The coffin sat on a trestle in the middle of the room. The wood was a lifeless, flat grey colour. It was as if the thing, and what it contained, had been desiccated over the few years it had rested beneath the surface.
“Like I said,” the man repeated, “send your men here. They’ll know what to do. You don’t want to watch. Believe me.”
The Englishman had given his instructions.
“Open it.”
The supervisor swore softly, folded his arms, and glowered into the dark corner beyond the casket. “No can do,” he murmured. “What kind of game are you playing, kid?”
Rizzo reached into his pocket and pulled out two hundred euro notes. Massiter had known there might be incidentals along the way.
“Listen,” he said. “The Giannis are a real close family. Just let me see my sweet little cousin one more time and then I’m on my way, OK?”
“Shit,” the man said, then pocketed the notes and picked up a crowbar leaning against the wall. “You want me to take the lid off? Or do you feel so close to her you want to do that too?”
What Rizzo felt like was a cigarette. The tiny room was airless. A smell, musty and pervasive, was coming from the coffin. “Do it,” he said, and nodded at the casket.
The man grunted, lifted the crowbar, and jammed it beneath the cover of the coffin. He barely looked at what he was doing.

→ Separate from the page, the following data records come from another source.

PR #3612, opened 2016-02-20
Add eink-theme recipe

maio:
E Ink color theme

Recipe for https://github.com/maio/eink-emacs

I'm maintainer.

### DIFF
--- a/recipes/eink-theme
+++ b/recipes/eink-theme
@@ -1,0 +1,1 @@
+(eink-theme :fetcher github :repo "maio/eink-emacs")


purcell:
The build would only have told you about the name in recipe, so it's not even as useful as me yet, to be honest. :-)

maio:
Ok, it seems that I fixed everything you mentioned. And now it installs correctly (well at least on my machine). :)

purcell:
Cool, thanks - merging now. Sent you a further little fix in https://github.com/maio/eink-emacs/pull/1.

He’d popped these things a million times, Rizzo guessed. It was like working in a slaughterhouse or a morgue. After a while you never even thought about what was going on.

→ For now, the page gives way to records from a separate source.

PR #3613, opened 2016-02-21
Add slime-docker recipe.

daewok:
This package provides an easy way to launch Lisp processes in Docker containers and then connect to them using SLIME.

I created this package and it is hosted at https://github.com/daewok/slime-docker


purcell:
Thanks. You might like to add an `;;;###autoload` cookie for the `slime-docker` command.

daewok:
Thanks, I'll do that!

PR #3614, opened 2016-02-21
Add hexo.el

kuanyui:
[hexo.el](https://github.com/kuanyui/hexo.el) is a frontend of [hexo](https://github.com/hexojs/hexo)  for Emacs.

### DIFF
--- a/recipes/hexo
+++ b/recipes/hexo
@@ -1,0 +1,1 @@
+(hexo :fetcher github :repo "kuanyui/hexo.el")


purcell:
Thanks. Some quick feedback about the code:

- Don't use `:` or `/` in function names: just use `-`
- Consider what might happen if commands fail, e.g. instead of `hexo clean;hexo generate;hexo deploy` you might consider `hexo clean && hexo generate && hexo deploy`
- All `interactive` commands should have docstrings. Try `M-x checkdoc`.
- Rather than `(if cond (progn ...))`, just use `(when cond ...)`. Similarly `(if cond ... nil)` is the same as `(when cond ...)`.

The iron worked its way around the wooden box slowly, lifting it just a few centimetres at a time, exposing the bent, rusty nails that held the thing together. The man completed a circle of the casket, then looked at Rizzo one final time.
“You sure about this, kid? A lot of you guys are real brave out there in the light of day, but it doesn’t seem such a good idea when you’re in here and it’s time.”
Rizzo didn’t like being called “kid.” Again he said, “Do it.”
The supervisor carefully eased the bar beneath the cover, then pushed down, levering it open. The wood shattered into two pieces with a sudden, piercing crack. Rizzo jumped, in spite of himself. Dust and particles filled the air. Behind them came a persistent, noisome smell that was identifiably human in origin. Just one look, he thought. That was all the Englishman asked for.